EXERCISE DETAILS ::
Show me every line in the listing that has the word "have".
───── MATERIAL TO PROCESS
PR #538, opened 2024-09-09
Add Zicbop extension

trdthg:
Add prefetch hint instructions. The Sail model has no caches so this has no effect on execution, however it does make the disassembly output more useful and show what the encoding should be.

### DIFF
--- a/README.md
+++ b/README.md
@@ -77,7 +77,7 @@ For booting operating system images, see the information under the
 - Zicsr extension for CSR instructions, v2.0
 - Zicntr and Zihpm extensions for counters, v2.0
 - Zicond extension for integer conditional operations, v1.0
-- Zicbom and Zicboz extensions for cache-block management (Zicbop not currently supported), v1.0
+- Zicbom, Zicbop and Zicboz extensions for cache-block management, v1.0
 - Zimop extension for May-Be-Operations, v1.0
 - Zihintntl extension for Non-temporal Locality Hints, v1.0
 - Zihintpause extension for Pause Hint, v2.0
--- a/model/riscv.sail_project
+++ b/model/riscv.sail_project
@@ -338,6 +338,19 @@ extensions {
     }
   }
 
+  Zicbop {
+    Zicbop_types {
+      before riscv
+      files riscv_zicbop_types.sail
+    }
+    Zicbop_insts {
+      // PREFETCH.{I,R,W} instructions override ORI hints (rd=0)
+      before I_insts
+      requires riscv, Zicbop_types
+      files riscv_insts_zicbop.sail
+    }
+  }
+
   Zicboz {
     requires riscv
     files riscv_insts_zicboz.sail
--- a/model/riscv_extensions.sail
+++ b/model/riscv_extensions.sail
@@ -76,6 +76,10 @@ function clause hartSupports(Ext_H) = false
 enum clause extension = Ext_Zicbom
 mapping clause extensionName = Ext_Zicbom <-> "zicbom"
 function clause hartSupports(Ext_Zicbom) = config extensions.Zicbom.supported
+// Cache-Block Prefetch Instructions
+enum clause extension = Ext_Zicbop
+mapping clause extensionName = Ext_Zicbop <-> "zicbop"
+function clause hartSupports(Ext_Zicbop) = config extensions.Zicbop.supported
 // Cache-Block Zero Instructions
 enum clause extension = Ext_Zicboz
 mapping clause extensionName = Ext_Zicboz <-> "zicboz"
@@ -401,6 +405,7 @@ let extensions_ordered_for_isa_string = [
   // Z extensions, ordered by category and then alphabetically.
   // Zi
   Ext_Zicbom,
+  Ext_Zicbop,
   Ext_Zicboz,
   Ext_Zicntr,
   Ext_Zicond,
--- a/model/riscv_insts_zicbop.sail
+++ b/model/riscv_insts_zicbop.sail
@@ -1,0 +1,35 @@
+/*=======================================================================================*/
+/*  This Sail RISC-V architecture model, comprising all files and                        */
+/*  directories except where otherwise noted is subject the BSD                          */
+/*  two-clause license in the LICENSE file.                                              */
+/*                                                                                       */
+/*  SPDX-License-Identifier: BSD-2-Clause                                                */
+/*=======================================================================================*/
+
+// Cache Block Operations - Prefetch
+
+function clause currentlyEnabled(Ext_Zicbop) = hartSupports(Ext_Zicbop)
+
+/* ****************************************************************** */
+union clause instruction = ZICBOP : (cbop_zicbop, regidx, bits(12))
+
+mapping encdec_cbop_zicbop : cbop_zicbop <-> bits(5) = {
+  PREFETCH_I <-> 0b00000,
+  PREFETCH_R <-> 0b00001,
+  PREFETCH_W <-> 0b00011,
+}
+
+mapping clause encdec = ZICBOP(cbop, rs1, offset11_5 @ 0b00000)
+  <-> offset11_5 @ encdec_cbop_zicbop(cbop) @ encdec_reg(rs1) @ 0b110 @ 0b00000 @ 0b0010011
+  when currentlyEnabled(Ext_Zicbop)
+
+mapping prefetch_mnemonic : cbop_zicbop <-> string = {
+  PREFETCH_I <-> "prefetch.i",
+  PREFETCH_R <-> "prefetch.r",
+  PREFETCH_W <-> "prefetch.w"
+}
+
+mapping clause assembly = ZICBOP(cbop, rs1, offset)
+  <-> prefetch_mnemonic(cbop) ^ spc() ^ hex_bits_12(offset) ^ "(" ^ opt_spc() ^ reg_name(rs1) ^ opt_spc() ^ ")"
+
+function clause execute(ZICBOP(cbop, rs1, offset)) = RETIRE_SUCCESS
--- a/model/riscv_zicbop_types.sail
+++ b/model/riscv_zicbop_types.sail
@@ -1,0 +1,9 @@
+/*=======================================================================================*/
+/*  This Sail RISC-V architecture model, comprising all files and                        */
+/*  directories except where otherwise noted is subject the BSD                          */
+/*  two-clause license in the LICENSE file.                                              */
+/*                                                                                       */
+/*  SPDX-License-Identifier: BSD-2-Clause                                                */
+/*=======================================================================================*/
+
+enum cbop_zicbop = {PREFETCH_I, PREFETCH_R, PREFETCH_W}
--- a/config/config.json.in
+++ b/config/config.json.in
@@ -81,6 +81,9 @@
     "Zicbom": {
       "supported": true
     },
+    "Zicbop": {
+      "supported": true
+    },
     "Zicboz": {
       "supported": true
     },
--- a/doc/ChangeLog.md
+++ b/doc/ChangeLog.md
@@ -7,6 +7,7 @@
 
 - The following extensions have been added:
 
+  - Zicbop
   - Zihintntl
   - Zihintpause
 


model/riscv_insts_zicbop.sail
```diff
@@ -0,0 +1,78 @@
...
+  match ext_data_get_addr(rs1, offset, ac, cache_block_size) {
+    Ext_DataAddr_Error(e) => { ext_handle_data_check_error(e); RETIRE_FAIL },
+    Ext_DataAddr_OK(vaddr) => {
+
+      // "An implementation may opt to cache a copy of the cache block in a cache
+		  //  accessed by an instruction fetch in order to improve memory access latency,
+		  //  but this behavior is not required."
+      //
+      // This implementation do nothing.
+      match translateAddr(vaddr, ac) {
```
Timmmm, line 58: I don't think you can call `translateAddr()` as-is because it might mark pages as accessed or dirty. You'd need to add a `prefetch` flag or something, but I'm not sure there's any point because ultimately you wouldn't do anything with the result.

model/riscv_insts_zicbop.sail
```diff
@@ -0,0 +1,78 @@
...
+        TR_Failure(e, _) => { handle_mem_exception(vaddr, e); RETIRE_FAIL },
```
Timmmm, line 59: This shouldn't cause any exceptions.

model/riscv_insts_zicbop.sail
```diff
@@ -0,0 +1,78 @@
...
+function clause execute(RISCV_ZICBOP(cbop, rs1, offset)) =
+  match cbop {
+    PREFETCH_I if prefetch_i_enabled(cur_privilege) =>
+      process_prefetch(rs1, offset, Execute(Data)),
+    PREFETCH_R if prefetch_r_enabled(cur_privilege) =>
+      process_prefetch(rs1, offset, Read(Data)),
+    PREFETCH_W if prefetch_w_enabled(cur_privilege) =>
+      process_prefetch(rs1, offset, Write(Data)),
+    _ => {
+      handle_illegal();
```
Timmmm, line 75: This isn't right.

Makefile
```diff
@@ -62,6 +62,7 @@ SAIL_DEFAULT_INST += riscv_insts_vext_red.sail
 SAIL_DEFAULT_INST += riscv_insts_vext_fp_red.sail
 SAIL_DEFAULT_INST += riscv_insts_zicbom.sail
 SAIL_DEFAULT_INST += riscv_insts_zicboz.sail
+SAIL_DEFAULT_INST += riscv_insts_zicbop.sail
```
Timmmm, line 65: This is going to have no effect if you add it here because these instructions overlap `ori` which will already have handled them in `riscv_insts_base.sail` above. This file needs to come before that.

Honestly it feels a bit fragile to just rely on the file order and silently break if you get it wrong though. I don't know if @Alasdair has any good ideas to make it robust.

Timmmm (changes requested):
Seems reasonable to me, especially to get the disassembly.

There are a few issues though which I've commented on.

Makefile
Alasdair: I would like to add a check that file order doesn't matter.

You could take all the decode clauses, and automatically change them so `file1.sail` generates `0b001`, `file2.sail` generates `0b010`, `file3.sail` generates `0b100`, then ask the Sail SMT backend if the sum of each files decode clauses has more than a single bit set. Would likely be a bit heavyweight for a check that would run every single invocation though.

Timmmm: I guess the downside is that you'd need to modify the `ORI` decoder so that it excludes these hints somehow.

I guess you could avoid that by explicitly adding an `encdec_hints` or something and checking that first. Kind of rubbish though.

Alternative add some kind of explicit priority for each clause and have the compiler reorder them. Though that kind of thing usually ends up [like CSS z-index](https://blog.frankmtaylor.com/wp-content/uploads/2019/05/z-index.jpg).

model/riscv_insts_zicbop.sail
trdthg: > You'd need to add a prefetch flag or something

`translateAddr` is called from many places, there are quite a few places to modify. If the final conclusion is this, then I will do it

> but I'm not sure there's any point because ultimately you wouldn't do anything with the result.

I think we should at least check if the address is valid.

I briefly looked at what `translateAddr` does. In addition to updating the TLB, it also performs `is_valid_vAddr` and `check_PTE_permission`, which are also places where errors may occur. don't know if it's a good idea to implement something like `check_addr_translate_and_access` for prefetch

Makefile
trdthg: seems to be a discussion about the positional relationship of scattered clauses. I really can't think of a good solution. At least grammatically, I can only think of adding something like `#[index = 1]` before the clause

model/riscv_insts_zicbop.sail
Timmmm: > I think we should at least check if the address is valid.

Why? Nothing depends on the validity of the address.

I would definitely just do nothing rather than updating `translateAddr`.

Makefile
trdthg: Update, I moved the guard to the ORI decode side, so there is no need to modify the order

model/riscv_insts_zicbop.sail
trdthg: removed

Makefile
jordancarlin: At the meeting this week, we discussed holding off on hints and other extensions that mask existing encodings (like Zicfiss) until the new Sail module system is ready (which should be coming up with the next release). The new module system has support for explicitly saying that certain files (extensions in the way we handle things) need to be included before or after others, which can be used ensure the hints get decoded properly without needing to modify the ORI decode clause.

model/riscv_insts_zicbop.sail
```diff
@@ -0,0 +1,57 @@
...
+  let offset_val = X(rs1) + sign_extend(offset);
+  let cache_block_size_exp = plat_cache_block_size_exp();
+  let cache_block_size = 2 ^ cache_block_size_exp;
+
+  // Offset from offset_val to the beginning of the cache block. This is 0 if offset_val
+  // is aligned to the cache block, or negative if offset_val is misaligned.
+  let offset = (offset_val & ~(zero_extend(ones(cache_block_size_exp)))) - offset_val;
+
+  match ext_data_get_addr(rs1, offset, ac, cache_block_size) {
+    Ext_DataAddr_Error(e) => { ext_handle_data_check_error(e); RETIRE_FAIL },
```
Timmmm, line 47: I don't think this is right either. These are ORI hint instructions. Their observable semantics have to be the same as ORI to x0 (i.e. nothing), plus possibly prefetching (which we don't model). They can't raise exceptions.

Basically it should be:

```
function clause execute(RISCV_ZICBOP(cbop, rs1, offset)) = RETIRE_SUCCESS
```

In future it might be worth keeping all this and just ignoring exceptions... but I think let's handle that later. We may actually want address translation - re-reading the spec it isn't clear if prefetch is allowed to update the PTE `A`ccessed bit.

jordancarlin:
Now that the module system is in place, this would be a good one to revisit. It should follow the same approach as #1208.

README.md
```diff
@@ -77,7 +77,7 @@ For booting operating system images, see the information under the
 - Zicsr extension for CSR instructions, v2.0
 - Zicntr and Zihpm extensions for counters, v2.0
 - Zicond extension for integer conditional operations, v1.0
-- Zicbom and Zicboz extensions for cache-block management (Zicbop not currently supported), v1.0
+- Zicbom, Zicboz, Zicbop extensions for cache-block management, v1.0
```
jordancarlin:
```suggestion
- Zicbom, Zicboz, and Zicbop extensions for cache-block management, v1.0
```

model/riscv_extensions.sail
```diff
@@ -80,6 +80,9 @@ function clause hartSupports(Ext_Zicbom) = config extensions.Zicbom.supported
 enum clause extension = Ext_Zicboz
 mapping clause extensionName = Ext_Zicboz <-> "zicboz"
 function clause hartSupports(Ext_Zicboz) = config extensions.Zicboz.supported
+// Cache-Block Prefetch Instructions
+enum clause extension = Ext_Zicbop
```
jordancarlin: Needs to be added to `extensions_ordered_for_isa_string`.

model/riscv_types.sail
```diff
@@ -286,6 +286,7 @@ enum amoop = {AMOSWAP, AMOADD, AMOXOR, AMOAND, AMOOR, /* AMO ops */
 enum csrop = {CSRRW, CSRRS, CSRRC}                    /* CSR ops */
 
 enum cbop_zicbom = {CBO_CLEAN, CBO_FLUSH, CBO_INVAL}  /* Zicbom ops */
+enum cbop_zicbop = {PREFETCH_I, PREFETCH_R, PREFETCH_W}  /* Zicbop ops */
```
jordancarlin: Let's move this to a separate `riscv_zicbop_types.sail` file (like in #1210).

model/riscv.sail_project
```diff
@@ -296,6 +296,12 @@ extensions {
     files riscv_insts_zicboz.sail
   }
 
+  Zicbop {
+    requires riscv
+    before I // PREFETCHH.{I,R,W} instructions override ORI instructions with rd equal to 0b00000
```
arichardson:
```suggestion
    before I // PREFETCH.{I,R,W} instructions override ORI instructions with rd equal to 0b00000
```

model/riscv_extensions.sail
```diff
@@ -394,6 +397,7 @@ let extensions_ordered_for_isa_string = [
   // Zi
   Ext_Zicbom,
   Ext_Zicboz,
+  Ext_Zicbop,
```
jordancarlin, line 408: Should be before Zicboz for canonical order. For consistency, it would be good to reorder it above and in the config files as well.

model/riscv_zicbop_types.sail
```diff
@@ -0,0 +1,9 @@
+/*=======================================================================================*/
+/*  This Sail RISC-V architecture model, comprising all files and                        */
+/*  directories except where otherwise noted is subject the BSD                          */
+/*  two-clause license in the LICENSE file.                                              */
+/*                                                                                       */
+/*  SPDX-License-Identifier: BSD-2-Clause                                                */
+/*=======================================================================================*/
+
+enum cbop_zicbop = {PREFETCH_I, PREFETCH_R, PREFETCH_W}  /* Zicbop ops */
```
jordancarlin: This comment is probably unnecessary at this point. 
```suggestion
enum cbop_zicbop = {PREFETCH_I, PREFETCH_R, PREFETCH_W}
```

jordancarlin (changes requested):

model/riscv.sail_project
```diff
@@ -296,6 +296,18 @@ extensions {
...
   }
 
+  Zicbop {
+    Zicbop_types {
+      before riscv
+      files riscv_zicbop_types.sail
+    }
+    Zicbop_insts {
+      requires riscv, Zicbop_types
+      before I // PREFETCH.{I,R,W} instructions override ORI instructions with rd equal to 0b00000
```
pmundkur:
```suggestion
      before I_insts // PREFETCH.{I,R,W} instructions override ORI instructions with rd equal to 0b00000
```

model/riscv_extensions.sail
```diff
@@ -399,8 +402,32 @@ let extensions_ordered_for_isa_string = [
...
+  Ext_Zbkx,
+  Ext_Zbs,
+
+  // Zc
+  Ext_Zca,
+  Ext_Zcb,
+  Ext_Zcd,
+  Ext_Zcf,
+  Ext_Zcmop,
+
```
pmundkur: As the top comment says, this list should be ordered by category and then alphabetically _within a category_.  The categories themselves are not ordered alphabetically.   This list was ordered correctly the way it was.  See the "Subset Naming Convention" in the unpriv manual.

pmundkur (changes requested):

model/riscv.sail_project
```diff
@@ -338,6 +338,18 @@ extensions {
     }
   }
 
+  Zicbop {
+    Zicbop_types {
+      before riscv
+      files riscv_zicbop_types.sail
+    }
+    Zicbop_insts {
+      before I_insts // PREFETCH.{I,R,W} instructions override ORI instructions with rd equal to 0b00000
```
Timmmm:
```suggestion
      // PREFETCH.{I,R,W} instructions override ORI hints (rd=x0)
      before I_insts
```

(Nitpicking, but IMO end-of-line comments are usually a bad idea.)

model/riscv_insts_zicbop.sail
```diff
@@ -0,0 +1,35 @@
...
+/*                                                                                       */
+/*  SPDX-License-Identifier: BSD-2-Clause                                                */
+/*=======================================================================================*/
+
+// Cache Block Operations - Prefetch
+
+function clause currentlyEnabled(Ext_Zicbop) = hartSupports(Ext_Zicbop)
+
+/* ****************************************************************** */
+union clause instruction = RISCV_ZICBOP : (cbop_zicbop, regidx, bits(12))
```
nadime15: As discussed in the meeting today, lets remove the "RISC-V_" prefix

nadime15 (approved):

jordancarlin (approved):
──────────
RESPONSE TO THE EXERCISE ::
 - The following extensions have been added:
Timmmm, line 65: This is going to have no effect if you add it here because these instructions overlap `ori` which will already have handled them in `riscv_insts_base.sail` above. This file needs to come before that.
Alternative add some kind of explicit priority for each clause and have the compiler reorder them. Though that kind of thing usually ends up [like CSS z-index](https://blog.frankmtaylor.com/wp-content/uploads/2019/05/z-index.jpg).
Timmmm, line 47: I don't think this is right either. These are ORI hint instructions. Their observable semantics have to be the same as ORI to x0 (i.e. nothing), plus possibly prefetching (which we don't model). They can't raise exceptions.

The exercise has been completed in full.